INPUT FOR THIS TASK:
Issue #665, opened 2018-10-14
Implementation of the panning


theGreatWhiteShark:
I have a quite general question about the implementation of the panning.

In Hydrogen the panning is realized by introducing one volume for the right channel **pan_R** and one for the left **pan_L**, with both of them ranging from 0 to 0.5. If the sound is positioned in the center, both of them are set to 0.5 and if the source moves in either direction, the volume of the opposite channel is reduced.

But in this way the loudness of a sample depends on its location. It is the loudest in the middle and the quietest at either far right or far left. Wouldn't it make more sense to have it at the same level all the time? After all we are adjusting the panning and not the distance. This could be done by keeping the total level of a sample constant for all pannings and expressing it as a combination of the volumes of the two channels. Depending on how they are added, like a 1 = pan_R + pan_L or 1 = sqrt( pan_R^2 + pan_R^2), the scaling between perceived location and panning value can be altered. I'm not a hundred percent sure about which one to use, but from intuition I would guess the second one will lead to a linear scaling of the perceived location since ears and loudspeakers do form a plane. But textbooks will tell us.

quasart:
I think there is no optimal curve for this "pan law". Some DAW just provide a parameter to let user choose : https://www.soundonsound.com/sound-advice/q-what-pan-law-setting-should-use

trebmuh:
_FWIW, I've got no particular point of view on this._

oddtime:
Yes, I like the idea and could work on it.

For what I've read the optimal parameter depends on the room in which you are hearing, that's why some manufacturers use -4.5dB compensation at center and others -3dB.
https://en.wikipedia.org/wiki/Pan_law
We could add a parameter in preferences for the desired pan law

theGreatWhiteShark:
> We could add a parameter in preferences for the desired pan law

Although I like the idea of giving the user control over internal algorithms, adding a parameter for the pan law is probably a little bit over the top. For proper audio production people will most likely use the JACK per track outputs and some dedicated software mixing and mastering tools and ambisonics incorporating the characteristics of the room. (At least I think so #1027).

But nevertheless some attenuation would seem reasonable. @oddtime you can of course implement it yourself if you want to

oddtime:
I am doing personal studies on the matter and I really would like to do some experiments!
So it would not be a problem for me to spend work on it.

Good point #1027

What do you think if we deprecate  pan_R and pan_L in `Note` and `Instrument` classes and introduce a single `pan` member?
[...]

PR #525, opened 2017-08-31
Work In Progress: Probability 2.0

elpescado:
I've been playing with probability attribute for notes and this got me some new ideas how to further improve this feature. I'd like to:

1. Rename "probability" note attribute to "weight" or "importance". The semantics would be same, but it would place less emphasis on randomness.

2. Add two global controls, like "fill" and "randomize" (and invent some more descriptive names). "Fill" would define threshold for note "importance" in order to be played - higher values of "fill" would cause more notes to be played, while lower settings would make patterns more "sparse". "Randomize" would define how that threshold would be randomized. So, instead of note "probability" compared with random value, now note "importance" would be compared with threshold computed from "fill" and "randomize". With "randomize" set to 0, there would be no randomness at all, and every note above threshold will be played. Setting "randomness" to 1 would preserve current behavior - threshold is totally random. Those controls are added to mixer, below humanize controls.

Both "fill" and "randomize" are controllable by MIDI. Users could program a pattern with a few notes with lesser "importance" and while playing song live adjust number of notes ("sparse/fullness") of pattern by twisting a knob on a MIDI controller.

As an extra, this branch allows MIDI control of humanize time, humanize velocity and swing controls, which was not previously possible.

As with previous pull request, this branch should have no impact on legacy behavior - default "importance" value for notes is 1.0 so unless explicitly changed, all notes are played regardless of "fill" and "randomize" values.

Status:
[x] fill and randomize controls
[x] MIDI actions
[x] sampler
[x] MIDI export
[ ] rename parameters
[ ] graphics
[ ] documentation

PR #1061, opened 2021-01-03
Working on Implementation of Panning

oddtime:
See issue #665

I don't want this pull request to be merged now, but just share it.

In Hydrogen the two pan parameters control two separate balances, like a chain, then if they are hard panned to opposite sides, the signal is killed. If there is a reason to mantain this, or somebody likes it, we can add the new feature as option in preferences

**What is changed** now is,  from a user point of view:
**`note` and `instrument` pan interation**: `note` pan moves the pan in a smaller pan range centered at `instrument `pan.
In this pull req. a resultant pan is calculated then the balance law is called. The signal is never killed.
Of course if the `instrument` pan is set to the left, you cannot move the signal to Hard right with the `note` pan (since  `note` pan range is smaller and centered at `instrument` pan); to achieve this, other strategies would be required as discussed in #665 (for example `note` pan bypassing `instrument` pan, this could be another option in preferences if somebody likes it).

In this pull req, the way hydrogen saves pan is unchanged: pan_L and pan_R for both `note` and ` instrument` objects, even if it is now strange and h2 needs to convert them to single parameters and then applies the pan law again.

I used some pointers to member functions, in the future hypothesis of different pan laws implementation. Just to test them, but they should become song members.

// Edit: Added many pan law options, set in mixer: new button on top-right


oddtime:
It is in progress if we decide to add other pan features...
But you can test it and give an opinion on what is already done, described in the first comment

src/core/Sampler/Sampler.cpp
```diff
@@ -233,6 +233,29 @@ void Sampler::noteOff(Note* pNote )
 }
 
 
+/// functions for pan parameters and laws-----------------
+float Sampler::getRatioPan( float fPan_L, float fPan_R ) {
+	// returns the single pan parameter in [-1,1] from the L,R gains
+	// It doesn't return ERROR if (L,R) = (0,0) nor if they are negative!!!!!
```
theGreatWhiteShark, line 239: Regarding the errors in those two functions: If there is no straight forward default value one can return/set, the C++ way of implementing errors would be an exception. But in Hydrogen it's almost never used (and introducing it would make the code most probably harder to maintain).

I would suggest to introduce these limits to `Instrument::set_pan` and `Note::set_pan` instead. If > 0, `0` will be assigned and a WARNINGLOG triggered and the same for 1 from above.

src/core/Sampler/Sampler.cpp
```diff
@@ -257,6 +280,30 @@ bool Sampler::renderNote( Note* pNote, unsigned nBufferSize, Song* pSong )
...
 	}
 
+	// new instrument and note pan interaction--------------------------
+	// note pan moves the pan in a smaller pan range centered at instrument pan
+
+	// get the note and instrument pan parameters in [-1,1]
+	// TODO a new song member, set in preferences, must point the desired pan parameter Sampler member function
+	float (*getPan)( float, float );
+	// use "ratio" pan parameter (due to the current pan law)
+    getPan = &this->getRatioPan;
```
theGreatWhiteShark, line 290: Why don't you use `getRatioPan` straight away?

src/core/Sampler/Sampler.h
```diff
@@ -108,7 +108,8 @@ class Sampler : public H2Core::Object
 	 * layer will be loaded with a nullptr instead.
 	 */
 	void reinitializePlaybackTrack();
-
+	static float getRatioPan( float fPan_L, float fPan_R );
```
theGreatWhiteShark, line 111: Could you use Doxygen-style comments to describe the functions? You can e.g. look at the `OscServer` class methods for reference and build the resulting developer documentation using `build.sh d`.

src/core/Sampler/Sampler.cpp
```diff
@@ -257,6 +280,30 @@ bool Sampler::renderNote( Note* pNote, unsigned nBufferSize, Song* pSong )
...
+	float fNotePan = getPan( pNote->get_pan_l(), pNote->get_pan_r() );
+	float fInstrPan = getPan( pInstr->get_pan_l(), pInstr->get_pan_r() );
+	
+	// resultant pan: note pan moves the pan in a smaller pan range centered at instrument pan
+	float fPan = fInstrPan + fNotePan * ( 1 - fabs( fInstrPan ) );
```
theGreatWhiteShark, line 295: Why do you use a weight for the note pan to make it more pronounced at the center?

src/core/Sampler/Sampler.cpp
```diff
@@ -257,6 +280,30 @@ bool Sampler::renderNote( Note* pNote, unsigned nBufferSize, Song* pSong )
...
+	
+	// Pass fResPan to the Pan Law
+	// use Straight pol pan law.
+	// TODO a new song member, set in preferences, must point the desired pan law Sampler member function		
+	float (*panLaw)( float );
+    panLaw = &this->ratioStraightPolPanLaw;
```
theGreatWhiteShark, line 301: How about making a single `Sampler::panLaw( float, enum)` and an enum class for the different pan laws? Inside this function you could use switch-case statement to distinct between the laws.

src/core/Sampler/Sampler.cpp
```diff
@@ -257,6 +280,30 @@ bool Sampler::renderNote( Note* pNote, unsigned nBufferSize, Song* pSong )
...
+    float a = 0.5; // max gain (it has been 0.5 until version 1.0)
```
theGreatWhiteShark, line 302: How about dropping this factor along with [1]

src/core/Sampler/Sampler.cpp
```diff
@@ -619,9 +669,10 @@ bool Sampler::renderNote( Note* pNote, unsigned nBufferSize, Song* pSong )
 			cost_L = cost_L * pSong->get_volume();	// song volume
 			cost_L = cost_L * 2; // max pan is 0.5
```
theGreatWhiteShark, line 670: [1] this factor over here? (and the same for the right channel)

src/core/Sampler/Sampler.cpp
oddtime: Not all the pan laws use that definition of the parameter.
In the standard adopted linear panning (a particular case of constant sum pan law i.e. pan_L + pan_R = const) for example the pan parameter has a different dependence on pan_L and pan_R.
So ideally another `getLinearPan( float, float)` function could be pointed

src/core/Sampler/Sampler.h
oddtime: Ok

src/core/Sampler/Sampler.cpp
oddtime: because the resultant note pan range extension is maximum (really from hard left to hard right) when the instrument pan is at center.
For example when instrument pan is hard panned to the right, there is 0 pan extension for the motion due to note_pan
that was the very meaning of "smaller pan range centered at..."
how small depends on the instrument_pan value.

src/core/Sampler/Sampler.cpp
oddtime: I preferred to use pointers to bypass the conditions checks and to go straight to the function

src/core/Sampler/Sampler.cpp
oddtime: Good point! I didn't noticed it

src/core/Sampler/Sampler.cpp
oddtime: Like a "matrioska" pan
image

src/core/Sampler/Sampler.cpp
oddtime: `I would suggest to introduce these limits to Instrument::set_pan and Note::set_pan instead. If > 0, 0 will be assigned and a WARNINGLOG triggered and the same for 1 from above.`

Ok, I keep it for the final version

src/core/Sampler/Sampler.cpp
oddtime: You made me think that the implementation could **always** use the method `ratioStraightPolPanLaw(pan)` to save `pan_L` and `pan_R` and **always** `getRatioPan(pan_L, pan_R)` to reconvert them to the initial single parameter. So all this is just a fixed bijection, that we use only to keep unchanged the way h2 stores the pan parameter information. Even if this will be less intuitive for developers.
Then, when rendering the note, the single pan parameter can be interpreted differently depending on the pan law.
So there is no need of `getLinearPan( float, float)` or `getLinearPan( float, float)`.

src/gui/src/PreferencesDialog_UI.ui
```diff
@@ -564,6 +564,32 @@
...
+         <item>
+          <widget class="QComboBox" name="panLawComboBox">
+           <item>
+            <property name="text">
+             <string>Balance Law (0 compensation)</string>
+            </property>
+           </item>
+           <item>
+            <property name="text">
+             <string>Costant Power</string>
```
trebmuh, line 583: seems to be a typo here (Costant->Co**n**stant)

src/gui/src/PreferencesDialog_UI.ui
```diff
@@ -384,45 +384,45 @@
...
+           <item row="4" column="1">
+            <widget class="QComboBox" name="jackBBTSyncComboBox">
+             <property name="minimumSize">
+              <size>
+               <width>0</width>
+               <height>22</height>
+              </size>
+             </property>
+             <property name="toolTip">
+              <string>Specifies the variable, which has to remain constant in order to guarantee a working synchronization and relocation in the presence of another Jack timebase master.</string>
```
trebmuh, line 412: Since it's an acronym, Jack should be written capitalised: JACK

src/gui/src/PreferencesDialog_UI.ui
```diff
@@ -384,45 +384,45 @@
...
+           <item row="4" column="0">
+            <widget class="QLabel" name="jackBBTSyncLbl">
+             <property name="minimumSize">
+              <size>
+               <width>0</width>
+               <height>22</height>
+              </size>
+             </property>
+             <property name="toolTip">
+              <string>Specifies the variable, which has to remain constant in order to guarantee a working synchronization and relocation in the presence of another Jack timebase master.</string>
```
trebmuh, line 396: Since it's an acronym, Jack should be written capitalised: JACK

trebmuh (changes requested):
Not a programmer, but still helping where I can :wink:

src/gui/src/PreferencesDialog_UI.ui
oddtime: thanks

src/gui/src/PreferencesDialog_UI.ui
oddtime: out of the subject of this pull req, I don't know if I can do it right here

oddtime: is it ok?

oddtime: Alsa too is an acronym... I would prefer do not changing these names in the current pull request

oddtime:
I am attaching a songfile to test the pan laws!
It is the same mono sound going **linearly** from left pan to right pan
[panning.zip](https://github.com/hydrogen-music/hydrogen/files/5793211/panning.zip)
Note: **linearly** refers to the pan parameter, not to the perceived angle, which depends on the pan laws.

src/core/Sampler/Sampler.cpp
oddtime: As the addresses of methods depend on the `Sampler` object, maybe this pointer should be saved in some form in the song (for example written as an `int` or `enum`, which type is new to me now), but should live in `Sample` class.
What do you think?

src/gui/src/PreferencesDialog_UI.ui
trebmuh: I thought it was a new addition since it's a "+" line.
No worries, it can be done later.
_(but still it can be done here while you're at it, there is not potential complication IMHO)_

oddtime:
A summary of what is included until the last commit: different pan laws to set in preferences->audio.
Basically at this point you can hear how different laws sound.
Results sound good in my opinion, there's also a huge variety of options (for the pleasure of research), which is not given in any DAW I know.
With the "linear" pan parameter it seems that you have better control of the stereo position with the pan pot, in my opinion.
Ask if you have any questions. I described something in the comments.

The type of pan law is already saved in the songfile, but I am not convinced about the way it is saved.
I am not totally convinced about the way to store the pan law in the core as well (in which class, using indices, pointers etc).

src/core/Sampler/Sampler.cpp
theGreatWhiteShark: > I preferred to use pointers to bypass the conditions checks and to go straight to the function

I see. But I would like to ask you to use switch-case or if statements nevertheless. It's not because I have a personal reference but the code base of Hydrogen does use the former over function pointers. It's more easy to maintain it if there is a consistent coding style. (Admittedly, the one we deal with is not the best but, well, it works. :wink: )

theGreatWhiteShark:
>  different pan laws to set in preferences->audio.

> The type of pan law is already saved in the songfile, but I am not convinced about the way it is saved.
I am not totally convinced about the way to store the pan law in the core as well (in which class, using indices, pointers etc).

Hydrogen has two main ways for storing information: within each `.h2song` file and a global `hydrogen.conf` file. The latter should contain all the customization the user is likely to use for a lot of sessions and the former those stuff that might change with every song. The panning law feels like a global setting (especially since it can be set via the preference dialog). Therefore, I would move it from the `Song` class into `Preferences`.

Regarding storing: I think the options the user is able to alter should be in the `Preferences` and everything else can be a member of `Sampler`. Or do you think other parts of the program expect the `Sampler` will use these functions too?

theGreatWhiteShark:
>  different pan laws to set in preferences->audio.

> The type of pan law is already saved in the songfile, but I am not convinced about the way it is saved.
I am not totally convinced about the way to store the pan law in the core as well (in which class, using indices, pointers etc).

Hydrogen has two main ways for storing information: within each `.h2song` file and a global `hydrogen.conf` file. The latter should contain all the customization the user is likely to use for a lot of sessions and the former those stuff that might change with every song. The panning law feels like a global setting (especially since it can be set via the preference dialog). Therefore, I would move it from the `Song` class into `Preferences`.

Regarding storing: I think the options the user is able to alter should be in the `Preferences` and everything else can be a member of `Sampler`. Or do you think other parts of the program expect the `Sampler` will use these functions too?

oddtime:
> Hydrogen has two main ways for storing information: within each .h2song file and a global hydrogen.conf file. The latter should contain all the customization the user is likely to use for a lot of sessions and the former those stuff that might change with every song. The panning law feels like a global setting (especially since it can be set via the preference dialog). Therefore, I would move it from the Song class into Preferences.

Since the pan law affects how the project sounds and how it will be mixed, it should be stored in the .h2song in my opinion.
We can save it in `hydrogen.conf ` just to keep it saved for the next songs

> Or do you think other parts of the program expect the Sampler will use these functions too?

I don't think so

oddtime:
And what about the way of storing in the file? with an integer number? Maybe I would go with a meaningful string

src/core/Sampler/Sampler.cpp
oddtime: I understand the reason.
I would just ask you if you would consider consistent this alternative:
`float (*m_pPanLaw)( float )` is a member in `Sampler`
While import the song, or setting the preferences, the corresponding member function is assigned to `m_pPanLaw` with `if `statements instead of that weird array of addresses

theGreatWhiteShark:
> We can save it in hydrogen.conf just to keep it saved for the next songs

I would store it in just one file. Else it will only cause confusion.

> Since the pan law affects how the project sounds and how it will be mixed, it should be stored in the .h2song in my opinion.

I do see your point. But if we store it in the Song file the option must not be set via the `PreferenceDialog`. Do you think user would set different values for each song or just play with it and decide for one that fits them best?

theGreatWhiteShark:
> And what about the way of storing in the file? with an integer number? Maybe I would go with a meaningful string

An `enum class`. This way the variable name is a meaningful name but it's value is an integer which is way more convenient to handle. See https://github.com/hydrogen-music/hydrogen/blob/master/src/core/Preferences.h#L375 for an example.

oddtime:
> I do see your point. But if we store it in the Song file the option must not be set via the PreferenceDialog. Do you think user would set different values for each song or just play with it and decide for one that fits them best?

I will try to explain why I would like to save it in the song
Actually my concern is: once you change the type of pan law the song sounds in a different way.
The main reason is not only the change of constraint (constant sum, constant power...) indeed, but the way the pan parameter maps the "virtual stereo positions". I mean that the same pan parameter value may "put" the signal in any point of the half stereo panorama depending on the pan law, except for the "central" and "hard-side" positions. We may ask why do not adopt just one bijection between pan and the "virtual stereo placement"? The reason is, in my thought, that there is no a solution to this problem, because the perceived angle could depend on difficult quantities like frequency (also for psycho-acoustics and non-linearity). Also, even if the perceived angle would depend on gain_L and gain_R only, it is not clear what would be the "linear" dependency between gain_L, gain_R and the perceived angle (I said "linear" but of course we don't know any relation). That is to say, the pan laws that I found on manuals, which are all different and inconsistent in my opinion (i.e. switching between them the angle does change, as you can hear experimentally), are all valid theorically. So I included all that pan laws but introduced the "ratio","linear", "quadratic", "polar" distinction to create classes of pan law that map the sounds always in the same points (at least it seems so by ear, and I have another reasonable argument for that...), with compensated gain depending on which pan law. Plus I added a custom pan law which generalises the constraint L^k+R^k=1, making consistent compromises.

TASK INSTRUCTIONS: Once you reach the line with "What do you think if" in the data above, copy it and every line after it exactly, up to and including the line with "emphasis on randomness.".

RESPONSE:
What do you think if we deprecate  pan_R and pan_L in `Note` and `Instrument` classes and introduce a single `pan` member?
[...]

PR #525, opened 2017-08-31
Work In Progress: Probability 2.0

elpescado:
I've been playing with probability attribute for notes and this got me some new ideas how to further improve this feature. I'd like to:

1. Rename "probability" note attribute to "weight" or "importance". The semantics would be same, but it would place less emphasis on randomness.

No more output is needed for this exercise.